DIRECTIONS FOR THIS TASK:
The data needs to be returned in full, exactly as it reads.

START GIVEN ENTRIES

PR #599, opened 2018-01-10
Fix shutdown of HTTP client when lifecyle is stopped

electrum:


http-client/src/main/java/io/airlift/http/client/HttpClientModule.java
```diff
@@ -113,7 +118,14 @@ public HttpClient get()
...
 
-            return new JettyHttpClient(name, config, kerberosConfig, ImmutableList.copyOf(filters));
+            client = new JettyHttpClient(name, config, kerberosConfig, ImmutableList.copyOf(filters));
+            return client;
+        }
+
+        @PreDestroy
+        public void destroy()
+        {
+            client.close();
```
nezihyigitbasi: set to null after close?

END GIVEN ENTRIES

ANSWER TO THIS PROBLEM:
PR #599, opened 2018-01-10
Fix shutdown of HTTP client when lifecyle is stopped

electrum:


http-client/src/main/java/io/airlift/http/client/HttpClientModule.java
```diff
@@ -113,7 +118,14 @@ public HttpClient get()
...
 
-            return new JettyHttpClient(name, config, kerberosConfig, ImmutableList.copyOf(filters));
+            client = new JettyHttpClient(name, config, kerberosConfig, ImmutableList.copyOf(filters));
+            return client;
+        }
+
+        @PreDestroy
+        public void destroy()
+        {
+            client.close();
```
nezihyigitbasi: set to null after close?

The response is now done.